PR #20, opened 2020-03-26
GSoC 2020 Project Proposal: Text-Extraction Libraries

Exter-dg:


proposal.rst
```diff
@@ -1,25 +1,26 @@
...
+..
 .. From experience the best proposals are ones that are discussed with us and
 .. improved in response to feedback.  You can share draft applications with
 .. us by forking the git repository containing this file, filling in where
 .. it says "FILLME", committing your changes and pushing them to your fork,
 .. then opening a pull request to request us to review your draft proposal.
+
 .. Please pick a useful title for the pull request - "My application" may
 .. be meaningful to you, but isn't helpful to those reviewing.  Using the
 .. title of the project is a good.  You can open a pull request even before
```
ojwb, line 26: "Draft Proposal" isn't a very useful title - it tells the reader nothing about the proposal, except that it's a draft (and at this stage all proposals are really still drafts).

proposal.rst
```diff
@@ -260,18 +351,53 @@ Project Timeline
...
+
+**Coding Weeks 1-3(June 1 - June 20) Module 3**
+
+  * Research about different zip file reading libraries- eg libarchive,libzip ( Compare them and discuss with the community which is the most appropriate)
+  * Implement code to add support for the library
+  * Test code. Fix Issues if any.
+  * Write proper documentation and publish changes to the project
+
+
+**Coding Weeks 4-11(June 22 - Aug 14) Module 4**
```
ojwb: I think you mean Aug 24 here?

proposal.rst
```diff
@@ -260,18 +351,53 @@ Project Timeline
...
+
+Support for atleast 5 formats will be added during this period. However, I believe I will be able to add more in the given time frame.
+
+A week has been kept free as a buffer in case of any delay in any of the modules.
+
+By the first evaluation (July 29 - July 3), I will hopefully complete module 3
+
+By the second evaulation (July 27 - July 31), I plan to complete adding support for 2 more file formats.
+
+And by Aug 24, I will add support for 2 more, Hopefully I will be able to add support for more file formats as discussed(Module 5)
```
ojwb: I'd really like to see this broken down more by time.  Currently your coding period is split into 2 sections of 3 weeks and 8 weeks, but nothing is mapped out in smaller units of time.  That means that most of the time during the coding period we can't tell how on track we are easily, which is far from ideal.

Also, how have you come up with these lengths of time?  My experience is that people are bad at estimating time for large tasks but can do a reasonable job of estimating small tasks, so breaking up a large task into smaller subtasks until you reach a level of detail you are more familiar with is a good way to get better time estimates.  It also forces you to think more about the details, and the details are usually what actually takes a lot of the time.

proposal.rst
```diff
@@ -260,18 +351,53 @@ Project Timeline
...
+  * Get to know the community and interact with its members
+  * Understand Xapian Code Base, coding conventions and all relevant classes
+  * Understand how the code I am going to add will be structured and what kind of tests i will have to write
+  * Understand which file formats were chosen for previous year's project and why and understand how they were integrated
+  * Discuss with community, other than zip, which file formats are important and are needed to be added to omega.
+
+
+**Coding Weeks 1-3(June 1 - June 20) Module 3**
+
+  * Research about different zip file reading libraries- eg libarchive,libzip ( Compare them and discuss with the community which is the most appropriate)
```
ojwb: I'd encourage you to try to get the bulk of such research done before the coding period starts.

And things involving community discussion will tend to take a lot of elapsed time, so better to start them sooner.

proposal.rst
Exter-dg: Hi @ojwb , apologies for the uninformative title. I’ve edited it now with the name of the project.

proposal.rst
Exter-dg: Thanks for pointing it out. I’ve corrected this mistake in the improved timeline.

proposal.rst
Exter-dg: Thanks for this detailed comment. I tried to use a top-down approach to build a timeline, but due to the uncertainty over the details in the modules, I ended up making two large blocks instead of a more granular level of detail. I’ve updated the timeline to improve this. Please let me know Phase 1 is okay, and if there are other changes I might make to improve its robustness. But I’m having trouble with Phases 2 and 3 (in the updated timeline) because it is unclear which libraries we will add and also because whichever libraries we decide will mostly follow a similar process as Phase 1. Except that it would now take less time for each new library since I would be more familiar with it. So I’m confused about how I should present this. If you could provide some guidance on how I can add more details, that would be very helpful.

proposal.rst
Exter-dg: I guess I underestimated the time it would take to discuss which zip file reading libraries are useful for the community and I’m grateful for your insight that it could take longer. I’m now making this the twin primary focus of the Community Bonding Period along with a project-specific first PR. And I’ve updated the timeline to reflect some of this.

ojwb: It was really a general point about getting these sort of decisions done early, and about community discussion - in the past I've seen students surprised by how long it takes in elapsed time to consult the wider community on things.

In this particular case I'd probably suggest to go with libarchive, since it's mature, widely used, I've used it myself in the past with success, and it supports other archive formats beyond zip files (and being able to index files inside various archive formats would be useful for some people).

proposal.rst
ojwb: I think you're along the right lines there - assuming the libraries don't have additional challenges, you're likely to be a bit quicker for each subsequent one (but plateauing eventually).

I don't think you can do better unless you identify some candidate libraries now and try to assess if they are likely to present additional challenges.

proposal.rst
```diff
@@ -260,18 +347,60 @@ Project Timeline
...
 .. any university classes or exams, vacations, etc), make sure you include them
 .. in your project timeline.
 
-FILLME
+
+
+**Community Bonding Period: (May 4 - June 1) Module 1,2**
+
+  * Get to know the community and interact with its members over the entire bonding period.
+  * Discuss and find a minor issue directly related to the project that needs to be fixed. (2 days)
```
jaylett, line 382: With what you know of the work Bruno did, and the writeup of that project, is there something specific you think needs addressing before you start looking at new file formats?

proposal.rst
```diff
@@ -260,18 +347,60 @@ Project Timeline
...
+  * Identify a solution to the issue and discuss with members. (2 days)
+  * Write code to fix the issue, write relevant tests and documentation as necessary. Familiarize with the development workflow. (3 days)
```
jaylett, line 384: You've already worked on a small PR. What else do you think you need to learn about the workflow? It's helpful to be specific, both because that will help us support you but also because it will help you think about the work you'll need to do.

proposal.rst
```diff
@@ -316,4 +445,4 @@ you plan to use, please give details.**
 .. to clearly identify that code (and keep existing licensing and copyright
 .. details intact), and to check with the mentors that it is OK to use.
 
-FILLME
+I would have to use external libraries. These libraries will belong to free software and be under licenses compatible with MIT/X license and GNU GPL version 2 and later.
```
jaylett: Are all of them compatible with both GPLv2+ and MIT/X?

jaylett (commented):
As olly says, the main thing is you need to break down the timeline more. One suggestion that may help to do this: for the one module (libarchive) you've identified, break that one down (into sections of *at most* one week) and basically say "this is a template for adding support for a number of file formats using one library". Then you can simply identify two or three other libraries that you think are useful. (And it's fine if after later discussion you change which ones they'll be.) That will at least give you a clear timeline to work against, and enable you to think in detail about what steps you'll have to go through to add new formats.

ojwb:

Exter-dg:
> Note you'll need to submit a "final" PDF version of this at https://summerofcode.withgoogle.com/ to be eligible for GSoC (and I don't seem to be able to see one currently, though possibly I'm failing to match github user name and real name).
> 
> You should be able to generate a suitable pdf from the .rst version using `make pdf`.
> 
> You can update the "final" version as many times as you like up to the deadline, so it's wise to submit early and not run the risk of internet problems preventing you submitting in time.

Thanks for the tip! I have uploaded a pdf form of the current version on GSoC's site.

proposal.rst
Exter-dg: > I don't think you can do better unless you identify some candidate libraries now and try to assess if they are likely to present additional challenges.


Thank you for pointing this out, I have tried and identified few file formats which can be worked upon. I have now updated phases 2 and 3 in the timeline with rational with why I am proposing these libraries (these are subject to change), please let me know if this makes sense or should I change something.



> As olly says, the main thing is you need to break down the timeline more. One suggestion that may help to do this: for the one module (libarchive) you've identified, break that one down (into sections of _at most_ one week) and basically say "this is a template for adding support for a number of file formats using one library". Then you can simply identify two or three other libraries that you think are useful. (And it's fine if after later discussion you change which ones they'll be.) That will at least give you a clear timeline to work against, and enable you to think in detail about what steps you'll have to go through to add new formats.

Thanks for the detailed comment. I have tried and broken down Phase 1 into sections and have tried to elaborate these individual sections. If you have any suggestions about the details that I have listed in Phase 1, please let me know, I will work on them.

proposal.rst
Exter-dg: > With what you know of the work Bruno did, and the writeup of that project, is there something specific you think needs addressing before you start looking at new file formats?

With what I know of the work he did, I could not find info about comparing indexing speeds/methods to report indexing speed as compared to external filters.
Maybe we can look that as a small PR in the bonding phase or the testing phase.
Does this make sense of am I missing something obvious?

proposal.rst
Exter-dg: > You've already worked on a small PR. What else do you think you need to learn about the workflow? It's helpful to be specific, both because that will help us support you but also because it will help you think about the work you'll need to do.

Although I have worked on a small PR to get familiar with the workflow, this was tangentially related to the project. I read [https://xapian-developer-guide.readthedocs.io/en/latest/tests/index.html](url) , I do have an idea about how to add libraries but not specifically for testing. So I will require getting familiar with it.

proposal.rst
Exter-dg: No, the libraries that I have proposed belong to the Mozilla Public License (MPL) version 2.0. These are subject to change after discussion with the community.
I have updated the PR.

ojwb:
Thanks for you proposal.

* * *

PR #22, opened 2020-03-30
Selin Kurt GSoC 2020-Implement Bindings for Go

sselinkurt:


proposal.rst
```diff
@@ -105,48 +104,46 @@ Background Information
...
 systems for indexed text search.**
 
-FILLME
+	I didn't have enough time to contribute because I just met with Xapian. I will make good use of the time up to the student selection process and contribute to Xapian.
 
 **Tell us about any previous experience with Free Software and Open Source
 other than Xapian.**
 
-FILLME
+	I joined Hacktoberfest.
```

==

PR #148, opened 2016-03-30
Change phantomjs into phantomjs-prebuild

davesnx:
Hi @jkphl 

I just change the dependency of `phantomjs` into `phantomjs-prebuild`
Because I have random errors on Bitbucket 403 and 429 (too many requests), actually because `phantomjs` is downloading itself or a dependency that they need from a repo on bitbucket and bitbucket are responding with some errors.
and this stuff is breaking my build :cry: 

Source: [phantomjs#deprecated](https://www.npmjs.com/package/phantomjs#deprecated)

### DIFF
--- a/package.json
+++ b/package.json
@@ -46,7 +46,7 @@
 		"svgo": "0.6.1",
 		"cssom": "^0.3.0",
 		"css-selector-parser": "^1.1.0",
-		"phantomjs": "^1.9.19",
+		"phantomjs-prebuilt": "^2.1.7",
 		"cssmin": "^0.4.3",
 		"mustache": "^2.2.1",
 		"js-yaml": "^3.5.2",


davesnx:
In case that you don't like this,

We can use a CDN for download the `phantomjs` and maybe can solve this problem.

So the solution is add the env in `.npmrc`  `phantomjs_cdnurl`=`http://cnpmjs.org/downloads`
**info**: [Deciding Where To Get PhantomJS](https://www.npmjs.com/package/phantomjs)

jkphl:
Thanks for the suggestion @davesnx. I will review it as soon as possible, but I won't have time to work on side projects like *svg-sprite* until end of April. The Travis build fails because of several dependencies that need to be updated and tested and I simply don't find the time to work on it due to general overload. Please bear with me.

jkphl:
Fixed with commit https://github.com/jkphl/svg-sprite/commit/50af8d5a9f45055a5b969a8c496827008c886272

### Task objective
Once a line of the records is found to contain "proposals", copy it out.

### Expected answer
 .. From experience the best proposals are ones that are discussed with us and
ojwb, line 26: "Draft Proposal" isn't a very useful title - it tells the reader nothing about the proposal, except that it's a draft (and at this stage all proposals are really still drafts).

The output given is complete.